HMRC no idea how many people breach MLAA

21 September 2021

 

 

HM Revenue & Customs does not collect data on how many individuals are breaching the Money Purchase Annual Allowance, a Freedom of Information request from Aegon has discovered.

As a result, HMRC does not know how many individuals have incurred additional tax, prompting concern that a high number of over-55s will have been affected.

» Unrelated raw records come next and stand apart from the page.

PR #4633, opened 2020-12-15
Engine: remote `with_persistence=False` from process function runner

### LINKED ISSUE #4632: Running a process function will create `Runner` without persister causing any submission after that to fail
When a process function is run, a runner is obtained through `Manager.get_runner`, but it passes `with_persistence=False`:
https://github.com/aiidateam/aiida-core/blob/073639aeb6d844acece2fda70aeefdca9d9005fc/aiida/engine/processes/functions.py#L116

In principle this would be fine since a process function runs in one go and so does not need to be persisted. The problem arises when the process function is the first thing to run in the interpreter, which causes the `Runner` instance of the `Manager` to be set to the persistence-less one which will cause any subsequent process that is submitted to fail, since that calls `runner.persister` to save the checkpoint after instantiating the process.

sphuber:
Fixes #4632 

In principle the runner for a process function does not need a persister
since it runs in one go and does not have intermediate steps at which
the progress needs to be persisted. However, since the process function
implementation calls `Manager.get_runner`, if a runner has not yet been
created in the interpreter, one will be created and set to be the global
one. This is where the problem occurs because the process function
specifies `with_persistence=False` for the runner. This will cause any
subsequent process submissions to fail since the `submit` function will
call `runner.persister.save_checkpoint` which will fail since the
`persister` of the runner is `None`.

### DIFF
--- a/aiida/engine/processes/functions.py
+++ b/aiida/engine/processes/functions.py
@@ -113,7 +113,7 @@ def process_function(node_class):
             :rtype: (dict, int)
             """
             manager = get_manager()
-            runner = manager.get_runner(with_persistence=False)
+            runner = manager.get_runner()
             inputs = process_class.create_inputs(*args, **kwargs)
 
             # Remove all the known inputs from the kwargs


unkcpz (approved):
Thanks @sphuber

PR #362, opened 2019-02-22
[react-native] Default to lazy requires for all public RN exports

ide:
**Summary**

This commit changes `metro-react-native-babel-preset` to emit lazy `require` calls for all of RN's public exports. This is so that we can move RN to use ES import/export, which syntactically have no lazy version, while preserving the lazy behavior we have today by default.

If the developer specifies `lazyImportExportTransform: true`, all imports/exports will be lazy including RN's public exports, so they will remain lazy. (Also, this PR allows developers to specify non-boolean values for `lazyImportExportTransform` e.g. an array of whitelisted paths.)

Note: this commit must land and be published before RN can use ESM since the iOS E2E tests depend on the current lazy `require` calls.

See the draft PR for RN here: https://github.com/facebook/react-native/pull/23591

**Test plan**

Used this module inside of the RN E2E iOS tests and loaded the bundle successfully. Also used it in RNTester.


cpojer:
cc @mjesun 

We discussed this for RN's `react-native-implementation`, does the change to support this in Metro make sense to you?

mjesun:
Yeah, this makes sense to me; although my suggestion is to lazify everything :)

Metro has anyway native support for import/export, but this was mentioned for tests, where you’ll still need the Babel transform; so happy to get that in.

ide:
Would be nice to move towards making more things lazy (ex: if package.json contains a "lazyImport" flag). In the short term, it'd be nice to have this RN-specific change for RN 0.60. On Expo's side we can patch stuff but for people not using Expo it probably makes sense to land the same performance improvements (lazy imports -> opens the door for moving to import/export -> enables dead-export elimination).

matthargett:
Right now we have a Babel transform that does this conversion so tree shaking (and smaller bundle size) is possible. It would be great to be able to remove that transform for faster bundle times with RN 0.60.

ide:
> we have to find a way to keep this list up-to-date

Broadly speaking I agree it'd be better to update the list periodically but things will generally work even if the list gets out of date so I'm not so worried. If exports are removed from RN (ex: lean core) then those entries on this list will be no-ops, and if new exports are added to RN then they won't get transformed into lazy requires. Neither is ideal but also neither is a severe build breaker.

PR #364, opened 2019-02-25
Allow custom BABEL_ENV

angly-cat:
**Summary**

Allows custom non-dev `BABEL_ENV`s besides `'production'`. With respect to https://github.com/facebook/react-native/pull/6351#issuecomment-308820107.

**Test plan**

This change will break non-dev builds for people who for any reason has custom `BABEL_ENV` set but expects it to behave like `'production`' (current behavior). Though it can be easily fixed either by renaming their `env` from `production` to the value of custom `BABEL_ENV`, or by changing `BABEL_ENV` from custom to `'production'`.

Other than this unusual case, nothing should change.


angly-cat:
Supersedes https://github.com/facebook/metro/pull/183.

@cpojer please take a look.

PR #389, opened 2019-04-09
Removed unused code to compute worker execArgv in WorkerFarm

ms:
**Summary**

The execArgv is not passed in to JestWorker anymore but was not removed
(and I assume linting doesn't catch it because we call `.shift()` on it
which could have a side effect)

I discovered this as I was trying to fix a bug with `--inspect` being passed in to child workers because the code used to overwrite the JestWorker behavior when computing child `execArgv`

**Test plan**

Tests still pass!


ms:
I believe that the test failures are unrelated to this change. Let me know if I should push a rebased commit to trigger the build again.

Issue #395, opened 2019-04-24
Enable isTSX for .ts files


OzzieOrca:
**Do you want to request a *feature* or report a *bug*?**
Feature

**What is the current behavior?**
Babel throws errors when using JSX in `.ts` files. `Unexpected token, expected "</>/<=/>="`

**If the current behavior is a bug, please provide the steps to reproduce and a minimal repository on GitHub that we can `yarn install` and `yarn test`.**
Use JSX in a `.ts` file. (I have [`sourceExts`](https://facebook.github.io/metro/docs/en/configuration#sourceexts) set to `['jsx', 'js', 'ts']`.)

**What is the expected behavior?**
Is there any way to override [`isTSX`](https://babeljs.io/docs/en/babel-plugin-transform-typescript#istsx) for `.ts` files?

Specifically is there any way to override it in the project's babel config? https://github.com/babel/babel/issues/8799 seems to indicate you can't and I wasn't able to add a babel config plugin entry for `@babel/plugin-transform-typescript` and get it picked up.

Or could I submit a PR for configuring both `.ts` and `.tsx` with `isTSX: true`? Or, if you still need to support typescript's legacy angle bracket for Type Assertion, is there a way to add a config option somewhere?

```diff
{
  test: isTypeScriptSource,
  plugins: [
-    [require('@babel/plugin-transform-typescript'), {isTSX: false}],
+    [require('@babel/plugin-transform-typescript'), {isTSX: true}],
  ],
},
```
https://github.com/facebook/metro/blob/master/packages/metro-react-native-babel-preset/src/configs/main.js#L175

Making the above change locally appears to work fine.

https://github.com/airbnb/javascript/pull/985#issuecomment-239145468 seems to be a great  justification for allowing JSX in `.js` files. The same argument should be applied to allowing JSX in `.ts` files.

**Please provide your exact Metro configuration and mention your Metro, node, yarn/npm version and operating system.**
Metro: 0.51.1

robhogan:
We’re triaging older issues. `metro-react-native-babel-preset` has been replaced by `@react-native/babel-preset`, so this question no longer applies to supported React Native versions.

PR #396, opened 2019-04-24
Add forceIsTSX option to support JSX in .ts files

OzzieOrca:
**Summary**
Add forceIsTSX option to support JSX in .ts files

Addresses #395

**Test plan**
Test that JSX code in `.ts` files no longer throws errors and the `isTSX` config option is enabled for `@babel/plugin-transform-typescript` when babel is configured like:
```js
module.exports = {
  presets: [['module:metro-react-native-babel-preset', { forceIsTSX: true }]],
};
```

### DIFF
--- a/packages/metro-react-native-babel-preset/src/configs/main.js
+++ b/packages/metro-react-native-babel-preset/src/configs/main.js
@@ -172,7 +172,10 @@ const getPreset = (src, options) => {
       {
         test: isTypeScriptSource,
         plugins: [
-          [require('@babel/plugin-transform-typescript'), {isTSX: false}],
+          [
+            require('@babel/plugin-transform-typescript'),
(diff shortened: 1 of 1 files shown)


cpojer:
I would recommend to manually add this preset in your own babel configuration with your own setting.

OzzieOrca:
You have any docs for doing that? I'm assuming that's not worth the effort of copying all the config out of the file I changed here and keeping it up to date.

Not the end of the world but this week I did stare at a syntax error in a `.ts` file for too long before realizing the problem was the file extension. `Parsing error: '>' expected` from eslint isn't a very developer friendly error. Oh well. That error is outside the scope of the project. But would be nice to avoid that completely and have consistent file extensions for all files regardless of whether they contain JSX.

Once triggered, the MPAA reduces the maximum annual pension contributions in a tax year from the individual and their employer from £40,000 to £4,000. Aegon warned that the disruption from the pandemic may have led to more over-55s taking money from their pension to tide them over, causing them to breach the allowance and becoming subject to the £4,000 limit going forward. Anyone paying above the MPAA will be liable for an additional tax charge.

While HMRC collects data from individual tax returns on how many individuals contribute above their allowance, it doesn’t differentiate between those who exceed the standard £40,000 limit, high earners affected by the tapered annual allowance or those who breach the £4,000 MPAA, prompting Aegon to call the lack of detail “concerning.”

“It’s very concerning that HMRC isn’t collecting the detailed data to show the scale of the issue and how this is changing over time.” – Steven Cameron

Steven Cameron, pensions director at Aegon, said: “There are widespread concerns that the Money Purchase Annual Allowance of £4,000 has been set too low. It’s very concerning that HMRC isn’t collecting the detailed data to show the scale of the issue and how this is changing over time. We fear the MPAA is catching an increasing number of over 55s who take some of their pension flexibly without realizing the limit this places on future pension contributions.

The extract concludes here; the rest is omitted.